In the field of modern cloud operations, multiple services continuously run on many different platforms, across a broad spectrum or hardware, network, and software environments. Broadly, they can be briefly summarised as having the following properties,

  • Multiple interacting applications running on multiple heterogenous platforms.
    • A range of versions of the same application running live at any one time.
    • A number of different applications acting together to provide an end-user service.

Service robustness and health is dealt with by an overarching management framework, reacting to non-performant infrastructure and application code by routing, scaling, and re-provisioning resources in a predetermined manner to maintain or recover platform health and performance.

Fragmentation and the Polylithic Service

In recent years, the architected state of applications and services has moved significantly towards much smaller, and much more isolated, microservices. Whereas a service might previously be measured in a handful of applications working cooperatively, it is not uncommon for an end-user service to be provided by hundreds and even thousands of active applications. It is expected that this this situation is likely to continue and become ever more pronounced, both within current service frameworks, and in the integration of ‘Internet of Things’ applications into cloud infrastructures.

In addition, newer deployment pipeline methods and philosophies deliver new code from development to live production systems in an automated fashion, the frequency now measured in minutes and hours rather than weeks and months. This leads unerringly to,

  • Increased heterogeneity of even one singularly defined application, many subtly different versions existing at any one time.

  • Exponential growth in interactions between applications that require to interact, synchronously or asynchronously.

  • Exponential variation in the running codebase of interaction combinations between communicating applications.

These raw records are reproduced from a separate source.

PR #10222, opened 2021-12-07
Support AVIF format

davidwebca:
### Description
Hi!

Since the Avif format is landing quickly (https://caniuse.com/?search=AVIF) and the gains are considerable compared to jpeg and even webp, it would be nice to have the support when necessary. I've landed a few progressive enhanced websites since its release and the compression is out of this world, especially on larger images and gradients (they almost keep their original quality, especially compared to jpegs 😳 ).

I made those edits pretty quickly and naively, basing my code changes on the somewhat recent (2017) rollout of webp. Plus, ImageMagick and GD both already support Avif, so I thought basing my changes on webp to add progressive support for the servers would be the best solution. 

Feel free to review and have a nice day 👍

### DIFF
--- a/src/config/GeneralConfig.php
+++ b/src/config/GeneralConfig.php
@@ -153,6 +153,7 @@ class GeneralConfig extends BaseObject
         'asc',
         'asf',
         'avi',
+        'avif',
         'bmp',
         'cap',
         'cin',
--- a/src/helpers/Assets.php
+++ b/src/helpers/Assets.php
@@ -488,6 +488,7 @@ class Assets
                 Asset::KIND_IMAGE => [
                     'label' => Craft::t('app', 'Image'),
                     'extensions' => [
+                        'avif',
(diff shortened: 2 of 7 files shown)


andris-sevcenko:
The one issue I have is that Safari does not support the AVIF format yet and not sure if that can be considered a web safe format, then.

OTOH, it stands to reason that if you're transforming images to AVIF, you have safeguards in place that check if browser supports it.

Have you tested this locally?

davidwebca:
Yes, it works really well and I also tested in older versions of PHP and the conditions seem to work: no avif support nor functions detected, no option showing in the admin. I agree it's early, but people who would go out of their way to select it in the admin must know what they do. Otherwise, there's always the possibility of adding a warning when it's selected in the admin settings. 🤔

brandonkelly:
Craft 3.7.26 is out with added AVIF support ✨

PR #10298, opened 2022-01-03
Update BaseField.php

leevigraham:
Makes `instructions()` public just like `label()`.

### DIFF
--- a/src/fieldlayoutelements/BaseField.php
+++ b/src/fieldlayoutelements/BaseField.php
@@ -424,7 +424,7 @@ abstract class BaseField extends FieldLayoutElement
      * @return string|null
      * @since 3.7.24
      */
-    protected function instructions(ElementInterface $element = null, bool $static = false): ?string
+    public function instructions(ElementInterface $element = null, bool $static = false): ?string
     {
         return $this->instructions ? Craft::t('site', $this->instructions) : $this->defaultInstructions($element, $static);
     }


brandonkelly:
This could break any subclasses that override `instructions()`, so would need to wait until 4.0. And if we did change its visibility, we should follow suit with `tip()`, warning()` and maybe others. What’s the use case?

leevigraham:
I'm building out a front end entry form. 

```
    {% set formModel = formModel ?? create({
        class: 'craft\\elements\\Entry',
        sectionId: 16,
        typeId: 17,
        enabled: 1,
        authorId: currentUser.id,
        fieldValues: {
            'masterMug': [entry.id]
        }
    }) %}

    {% set fieldLayout = formModel.getFieldLayout %}
```

Then in a custom twig extension I pull the field label, instructions etc

```php
    public function formCustomField(Element $formModel, string $property, FieldLayout $fieldLayout): string
    {
        /** @var CustomField $customField */
        $customField = $fieldLayout->getField($property);
        $field = $customField->getField();

        return $this->formField($formModel, $property, [
            'form' => [
                'blockName' => $this->formBlockPrefix($field::class)
            ],
            'field' => $field,
            'label_attrs' => [
                'text' => $customField->label(),
            ],
            'hint_attrs' => [
                'text' => $customField->instructions ?: $field->instructions
            ],
            'widget_attrs' => [
                'name' => "fields[$property]"
            ]
        ], $customField->required);
    }
```

I have worked around this with: `$customField->instructions ?: $field->instructions`… and I could probably do that with `tip`.

My goal here is to provide a limited front end "admin" to users without exposing the whole backend. The field layout is pretty complex so I didn't want to duplicate labels, instructions etc hardcoded in the front end template.

brandonkelly:
Gotcha. Well given there’s actually quite a few other functions that would need to be updated for consistency, and this isn’t even a use case field layouts were intended for, I’m thinking it’s not worth the breaking changes.

leevigraham:
Fair enough on the breaking changes part.

Side note… I'm always torn between trying to make CraftCMS a custom application with heaps of additional functionality vs spinning up a Symfony App. Front end entry forms are part of that consideration. Have you thought about that use case?

brandonkelly:
I think the first step is we would need to build out a component library for various popular front-end frameworks (e.g. using [stencil.js](https://stenciljs.com/), which includes UIs for each of the built-in field types. If we had that it would start to make more sense to repurpose field layouts for the front end as well.

PR #10300, opened 2022-01-03
Conditional fields and tabs

brandonkelly:
### Description

The field layout designer has been updated to open tab and layout element settings in slideouts, which now include two new settings:

- **Current User Condition** – determines when the tab/field should be visible based on the logged-in user.
- **[Element type] Condition** (e.g. “Entry Condition”) – determines when the tab/field should be visible based on the element being edited.

Screenshot of a field layout designer, with a custom field’s settings slideout open, showing the two new condition settings

Edit Entry pages will show/hide tabs and fields as edits are being made, thanks to draft autosaves. Other forms will only factor in the conditions when they are first rendered.

### Related issues

- #8099
- #8154


mmikkel:
Took this for a quick test drive, and at first glance everything looks and works great. Thanks for finally getting this much-wanted feature into core!

That said, there's a couple of improvements I'd love to see in the final release 😅

1. Layout elements with conditions should have some kind of visual cue in the FLD – similar to how required fields get a `*` next to their label.  

    Without any sort of visual cue in the FLD that an element has conditions, editing complex layouts with multiple conditionals is probably going to feel a bit opaque and unnecessarily frustrating.

    _The Reasons plugin solved this by adding a simple, dashed outline to elements with conditions. I always thought this was a decent way to communicate that a particular element would only _conditionally display_, but I'm sure there are better/clearer ways to achieve the same thing._  

    CleanShot 2022-01-03 at 23 42 06@2x

2. The ability to create simple "Empty / Not empty" conditions for relational fields would be massively useful.

brandonkelly:
@mmikkel Both good suggestions. Can definitely do an empty/not-empty relational field condition rule.

brandonkelly:
[Just added](https://github.com/craftcms/cms/commit/f5412f205172131ff8681150bb986d5cca09a57d) an operator menu to relational field conditions, with the options “has a value”, “is empty”, and “is related to”. The first two are available in all contexts; “is related to” is only available for conditions that don’t need to be stored in the project config (so… element index filters).

brandonkelly:
Annnnd now layout elements with conditions get a special border:

Snippet of a field layout designer, showing that two of the included layout elements have a special border, indicating that they have conditions set on them

mmikkel:
> Annnnd now layout elements with conditions get a special border

That is awesome 👏  Thank you!

andrewfairlie:
I've not been able to install this yet, so apologies for asking what may be obvious, but I'm thinking ahead to a future project I have coming up. With this solution is it possible to show/hide fields based on file type? For example: if it's an image asset show "Alt Text", but if it's a PDF don't?

brandonkelly:
Yep!

jacksoncool:
i put this another place, but what about show field by site?  Like in a multisite setup?

PR #10305, opened 2022-01-04
Feature/volume filesystems

andris-sevcenko:
### Description

This PR accomplishes two things.

#### Separate Volumes form Filesystems

Volumes become very thin models that have a filesystem attached to them. This will allow the filesystem setting to be set up as an environment variable, allowing a different filesystem to be used in different environments.

#### Asset Transforms => Image Transform and Image Transform Drivers

Asset Transforms are now Image Transforms. Further, a transform driver concept is introduced. All existing image transformation capability has been rolled into the `Default` image transform driver. This includes managing the transform indexes and the like.

It is now possible to implement new image transform drivers (for example, to take advantage of Imgix or similar services).


khalwat:
Glad you got to this one! https://github.com/craftcms/cms/discussions/8471

PR #14515, opened 2024-03-02
Slightly-darker global sidebar

brandonkelly:
Slightly darkens the global sidebar, to give it a little bit of contrast with the rest of the page.

Screenshot of an Edit Entry page, showing how the sidebar has a slightly darker background than the rest of the page.


AndrewMac:
Thanks for taking the time to revisit this, Brandon. The lack of contrast never sat well with me, so I added a CSS override with the same slightly darker shade. I also found that the sidebar lacked scrollbars if it overflowed the viewport, so I had to add (although it did affect the width of the sidebar), along with CSS to make the global-sidebar__header sticky on scroll. Finally, I added a background color on li.nav-item.sel a:first-child, to make the current selection stand out, as I found it much too easy to miss the teensy black vertical bar that it currently uses … I did keep that, though, as it's an additional signal, but a much more visible selected state suits me much better.

AndrewMac:
Actually, to be fair, I just changed my mind and set the sidebar display to grid, so that I could put the scrolling on the global-sidebar__nav instead and keep the "toggle sidebar" control visible as well.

  • Infrastructure and applications generating hundreds of thousands of log events a second, and a similar number of metric events.

Complexity and Automation

With the exponential growth in the numeracy of applications and interactions and the by-design ephemeral nature of modern cloud components, the need to understand better ways of automating any manual intervention in managing applications is ever greater.

Currently, automation and orchestration techniques at scale are dominated by management frameworks. Management layer processes monitor resources and processes and react in defined ways, such as scaling-out for performance, migrating resources to utilise capacity, and starting or terminating application lifecycles based on performance metrics.

Failures of Management Architectures at Scale

The rapid growth in scale puts increasing pressure on management frameworks and monitoring systems. Substantial problems arise when operating at this level of diversity and numeracy.

  • There are so many heterogenous iterations of a singular application that coordinating communications between each group of applications in a service is fraught with error and subtle bugs. These are often impossible to identify both due to the sheer quantity of real-time logs, and the complexity of chained asynchronous communications between many interacting microservice components.

  • So many metrics and logs that automated reaction systems struggle to cope. The overwhelming amount of performance, error, and security data becomes difficult to interpret and and extract meaning from in real-time.

  • Ever increasing amounts of purely orchestration and monitoring related network traffic within the cloud environment.

  • A substantial increase in false-positive and false-negative triggers in alerting systems.

  • Service domain-specific knowledge required to understand an application’s performance is lost in abstraction as systems scale to handle the mass of information.

Embedding Intelligence in the Service Agent

The aim of my future research work is to identify means of moving the knowledge, intelligence, lifecycle, and inter-microservice interaction co-ordination, from the management framework, into the microservice itself. To do this, a level of learning and evolving behaviours must be embedded inside of the microservice agent. Key questions need to be answered such as,

  • How much can each component know about its own health and life cycle, and how can this knowledge be used in self-healing, replication and termination?

  • Can we embed enough intelligence in each component to allow it to meaningfully adapt and respond to its environment?

  • With each service communicating internally with hundreds of other components, and externally with thousands of other services, how can the complexity generated by multitudes of asynchronous and synchronous communications be understood and managed automatically by each agent?

  • How can service agents sense and understand their virtual hardware and resource neighbourhood in a meaningful and actionable way?

  • Similarly, how can agents interact with so that they can maintain their own health, and also the more abstract health of the encompassing service they combine to provide?

  • How do we design agents to self-organise, and with any other necessary service agents, to form groupings of micro applications that can create a larger, emergent service meeting a requested need?